Molecular gastronomy is a subdiscipline of food science that seeks to investigate the physical and chemical transformations of ingredients that occur in cooking. Its program includes three areas, as cooking was recognized to have three components: social, artistic, and technical. Molecular cuisine is a modern style of cooking, and takes advantage of many technical innovations from the scientific disciplines.
The term "molecular gastronomy" was coined in 1988 by late Oxford physicist Nicholas Kurti and the French INRA chemist Hervé This. Some chefs associated with the term choose to reject its use.
Gelling agent obtained via fermentation
used to produce firm gels that slice cleanly
and withstand high temperatures.
Gellan gum is a polysaccharide whose origin differs from that of other hydrocolloids presented so far. Its rather recent discovery was the result of industrial research on gum from bacterial fermentation. Sphingomonas elodea bacteria transform simple sugars, phosphate, nitrogen and nutrients into chains of more complex sugars. Once the process has been completed, the microorganisms are eliminated by pasteurization.
Precipitation in alcohol and acyl group clarification or elimination processes are applied to the gum to further transform it. Four derivatives are manufactured in the industry, each with different properties.
Two forms are more widely used in cooking: high-acyl and low-acyl gellan gum.
High-acyl gellan gum produces a supple, elastic texture, which is the result of the well-known acyl groups, allowing the formation of helices that trap water. Upon hydration, the gum is insensitive to the presence of calcium or sodium ions, which do not significantly affect the formation of a gel. However, heat is necessary to properly hydrate the molecule, whereas the presence of sugars or acids in excessive quantity can interfere with this crucial step. The gel melts and re-sets at about 158°F to 176°F (70°C to 80°C).

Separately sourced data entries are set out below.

PR #1072, opened 2022-07-22
Make the metatransaction broadcaster more robust

area:
Based on #1070 (as this branch is being used by the frontend team), so no merging for now.

The main issue with the metatransaction broadcaster in the real world is to do with nonces for the account doing the broadcasting. With the current (committed, though not deployed) implementation, two requests for a metatransaction at the same time would end up with the same nonce, and one wouldn't be accepted. This is obviously bad, so I started using the experimental [NonceManager](https://docs.ethers.io/v5/api/experimental/#experimental-noncemanager) from Ethers, which gives us finer control over nonces. Basically, it signs transactions with sequential nonces as requests come in, regardless of what the RPC node it is connected to tells it.

There are issues with this - if the nonce gets out-of-sync, for whatever reason, things start going wrong. So I've added logic to the NonceManager around the nonce getting out of sync to try and allow it to recover. It also keeps track of transactions its signed, and if it seems like the node it's connected to has forgotten about them, will re-send them (with the same nonce). If it somehow gets ahead of itself, it should also go back and 'fill in' missing nonces.

There is also some generic logic around resetting the transaction count if an error message is seen with the word 'nonce' in it. We also apply some belt-and-braces logic by adding a queue, so only one broadcast is serviced at a time. It's possible that this will slow down sending metatransactions, but until we get complaints about it, it's something else that should help nonces going wrong.

This PR also adds support for the EIP2612 transactions we use when interacting with (bridged) tokens.

We also add some logic around allowing `finalizeMotion` where we can - basically, if the motion is for something that we'd allow, we will pay for it.

`setAuthority` on a token was a tricky one. As it takes an address, I didn't want to allow all `setAuthority` calls, as in principle that argument could be used to pass anything, and we don't want to pay for everything that a user could do on GnosisChain. I ended up assuming that the user will always be going through flows in the frontend, and so we should be able to check the passed address is an authority that was just deployed by the network.

Finally, `setOwner` has similar logic - when going through flows in the frontend, we only ever call `setOwner` with the parameter of a colony, so that can be easily allowed (or not).

### DIFF
--- a/packages/metatransaction-broadcaster/Dockerfile
+++ b/packages/metatransaction-broadcaster/Dockerfile
@@ -1,4 +1,4 @@
-FROM node:16-bullseye
+FROM node:14-bullseye
 COPY ./packages ./packages
 COPY ./package.json ./
 COPY ./yarn.lock ./
--- a/packages/metatransaction-broadcaster/Dockerfile
+++ b/packages/metatransaction-broadcaster/Dockerfile
@@ -1,0 +1,8 @@
+FROM node:16-bullseye
+COPY ./packages ./packages
+COPY ./package.json ./
+COPY ./yarn.lock ./
+COPY ./build ./build
+RUN yarn
+EXPOSE 3000
+CMD node $NODE_ARGS packages/metatransaction-broadcaster/bin/index.js --colonyNetworkAddress $COLONYNETWORK_ADDRESS --privateKey $PRIVATE_KEY --gasLimit $GASLIMIT $ARGS
--- a/packages/metatransaction-broadcaster/MetatransactionBroadcaster.js
+++ b/packages/metatransaction-broadcaster/MetatransactionBroadcaster.js
@@ -219,12 +219,13 @@ class MetatransactionBroadcaster {
         if (motionTarget === "0x0000000000000000000000000000000000000000") {
           motionTarget = await possibleVotingRep.getColony();
         }
-        // Is the motion doing something we'd allow? Duplicated logic from main function
-
-        const addressValid = await this.isAddressValid(motionTarget);
-        // It's possible it's not a valid address, but could be a valid transaction with a token.
-        const validTokenTransaction = await this.isTokenTransactionValid(motionTarget, motion.action, userAddress);
-        const allowedColonyFamilyTransaction = await this.isColonyFamilyTransactionAllowed(motionTarget, motion.action);
+        // Is the motion doing something we'd allow?
+        const { addressValid, validTokenTransaction, allowedColonyFamilyTransaction } = await this.doValidTransactionChecks(
+          motionTarget,
+          motion.action,
+          userAddress
+        );
+        console.log(addressValid, validTokenTransaction, allowedColonyFamilyTransaction);
         if (!(addressValid && allowedColonyFamilyTransaction) && !validTokenTransaction) {
           return false;
         }
@@ -298,10 +299,12 @@ class MetatransactionBroadcaster {
         }
       } else if (!spender && target) {
         // Then it's a 'normal' metatransaction.
-        const addressValid = await this.isAddressValid(target);
-        // It's possible it's not a valid address, but could be a valid transaction with a token.
-        const validTokenTransaction = await this.isTokenTransactionValid(target, payload, userAddress);
-        const allowedColonyFamilyTransaction = await this.isColonyFamilyTransactionAllowed(target, payload, userAddress);
+        const { addressValid, validTokenTransaction, allowedColonyFamilyTransaction } = await this.doValidTransactionChecks(
+          target,
+          payload,
+          userAddress
+        );
+
         if (!(addressValid && allowedColonyFamilyTransaction) && !validTokenTransaction) {
           const data = {};
           if (!addressValid) {
@@ -356,6 +359,14 @@ class MetatransactionBroadcaster {
         message: err,
       });
     }
+  }
+
+  async doValidTransactionChecks(target, payload, userAddress) {
+    const addressValid = await this.isAddressValid(target);
+    // It's possible it's not a valid address, but could be a valid transaction with a token.
+    const validTokenTransaction = await this.isTokenTransactionValid(target, payload, userAddress);
+    const allowedColonyFamilyTransaction = await this.isColonyFamilyTransactionAllowed(target, payload, userAddress);
+    return { addressValid, validTokenTransaction, allowedColonyFamilyTransaction };
   }
 
   async processMetatransaction(req, res) {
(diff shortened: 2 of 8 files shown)


packages/metatransaction-broadcaster/MetatransactionBroadcaster.js
```diff
@@ -215,25 +176,50 @@ class MetatransactionBroadcaster {
         valid = await this.isAddressValid(tx.args[1]);
       } else if (tx.signature === "approve(address,uint256)") {
         valid = await this.isAddressValid(tx.args[0]);
+      } else if (tx.signature === "setAuthority(address)") {
+        // Get the most recent metatx this user sent on colonyNetwork
```
kronosapiens, line 180: This should be put into it's own function to be consistent with the style of the other branches

packages/metatransaction-broadcaster/MetatransactionBroadcaster.js
```diff
@@ -244,13 +230,172 @@ class MetatransactionBroadcaster {
...
+        // Get the motion
+        let motionTarget = motion.altTarget;
+        if (motionTarget === "0x0000000000000000000000000000000000000000") {
+          motionTarget = await possibleVotingRep.getColony();
+        }
+        // Is the motion doing something we'd allow? Duplicated logic from main function
+
+        const addressValid = await this.isAddressValid(motionTarget);
+        // It's possible it's not a valid address, but could be a valid transaction with a token.
+        const validTokenTransaction = await this.isTokenTransactionValid(motionTarget, motion.action, userAddress);
```
kronosapiens, line 244: This looks similar to other code snippets elsewhere. Perhaps a function which takes the arguments, performs all these checks, and returns a single boolean?

test/extensions/voting-rep.js
```diff
@@ -1525,6 +1530,85 @@ contract("Voting Reputation", (accounts) => {
       const pastVote = await voting.getExpenditurePastVote(slotHash);
       expect(pastVote).to.eq.BN(REQUIRED_STAKE);
     });
+
+    it("transactions that try to execute an allowed method on Reputation Voting extension are accepted by the MTX broadcaster", async function () {
```
kronosapiens, line 1534: I'm thinking whether it would be better to keep all the MTX tests inside a single test file which loads in all the extensions etc vs having to put a few similar tests in every test file.

test/extensions/voting-rep.js
```diff
@@ -1525,6 +1530,85 @@ contract("Voting Reputation", (accounts) => {
...
+      const action = await encodeTxData(colony, "setExpenditureState", [1, UINT256_MAX, expenditureId, 25, [true], ["0x0"], WAD32]);
+
+      await voting.createMotion(1, UINT256_MAX, ADDRESS_ZERO, action, domain1Key, domain1Value, domain1Mask, domain1Siblings);
+      motionId = await voting.getMotionCount();
+
+      await voting.stakeMotion(motionId, 1, UINT256_MAX, YAY, REQUIRED_STAKE, user0Key, user0Value, user0Mask, user0Siblings, { from: USER0 });
+
+      await forwardTime(STAKE_PERIOD, this);
+
+      const txData = await voting.contract.methods.finalizeMotion(1).encodeABI();
```
kronosapiens, line 1547: `motionId` please

test/extensions/voting-rep.js
```diff
@@ -1525,6 +1530,85 @@ contract("Voting Reputation", (accounts) => {
...
+      motionId = await voting.getMotionCount();
+
+      await voting.stakeMotion(motionId, 1, UINT256_MAX, YAY, REQUIRED_STAKE, user0Key, user0Value, user0Mask, user0Siblings, { from: USER0 });
+
+      await forwardTime(STAKE_PERIOD, this);
+
+      const txData = await voting.contract.methods.finalizeMotion(motionId.toString()).encodeABI();
+
+      const realProviderPort = process.env.SOLIDITY_COVERAGE ? 8555 : 8545;
+      const provider = new ethers.providers.JsonRpcProvider(`http://127.0.0.1:${realProviderPort}`);
```
kronosapiens, line 1588: One benefit of having all the MTX tests in a single file is that this setup can be tucked into a `before` or `beforeEach` block

test/extensions/voting-rep.js
area: These tests require a reputation state, so I opted to have these tests here, rather than copy the `before` that's in this file in to the metatransaction file (which is much larger than the equivalent `before`s I copied in to here).

packages/metatransaction-broadcaster/Dockerfile
```diff
@@ -0,0 +1,8 @@
+FROM node:16-bullseye
```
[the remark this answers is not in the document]
area: Fair, I guess we should take all the dockerfiles back to 14 for consistency...

packages/metatransaction-broadcaster/MetatransactionBroadcaster.js
area: The problem is that the other place that this logic is used, it uses the details of what specific checks failed to change the message returned, so returning a single boolean isn't adequate.

kronosapiens: Hmm. Could we return `(result, err)` then? Are the error messages consistent (or could they be made consistent)? Alternatively we could just return `err === undefined` if the checks pass.

test/extensions/voting-rep.js
kronosapiens: Can we put all the MTX tests in a single block so we can have a `beforeEach` for this setup?

packages/metatransaction-broadcaster/MetatransactionBroadcaster.js
```diff
@@ -219,12 +219,13 @@ class MetatransactionBroadcaster {
...
-        // It's possible it's not a valid address, but could be a valid transaction with a token.
-        const validTokenTransaction = await this.isTokenTransactionValid(motionTarget, motion.action, userAddress);
-        const allowedColonyFamilyTransaction = await this.isColonyFamilyTransactionAllowed(motionTarget, motion.action);
+        // Is the motion doing something we'd allow?
+        const { addressValid, validTokenTransaction, allowedColonyFamilyTransaction } = await this.doValidTransactionChecks(
+          motionTarget,
+          motion.action,
+          userAddress
+        );
+        console.log(addressValid, validTokenTransaction, allowedColonyFamilyTransaction);
```
kronosapiens, line 228: Remove this?

kronosapiens (approved):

Low-acyl gellan gum is more commonly used in molecular gastronomy to make firm, brittle gels that tolerate temperatures up to 284°F (140°C). For this reason, it is preferred in the preparation of hot dishes. However, it must be handled with great care, as it is significantly more sensitive to the presence of ions than its high-acyl counterpart. Hard water, as well as the presence of sugar or an acid solution medium, slows down the hydration process, which requires a higher temperature.
The best way to properly hydrate this product is to mix it with demineralized water or milk, or use sequestering agents and mix vigorously. The sequestering agents used are salts (sodium citrate, sodium hexametaphosphate) which, when dissolved in water, attach to the ions, making them unavailable for the gum in the solution and thus allowing it to hydrate at a lower temperature. The gel forms upon cooling due to the ions present in the food added to the mixture, or by the addition of other ions such as calcium, sodium, magnesium or potassium salts. There are a great variety of solutions with which low-acyl gellan gum can form gels, which greatly increases its possible uses.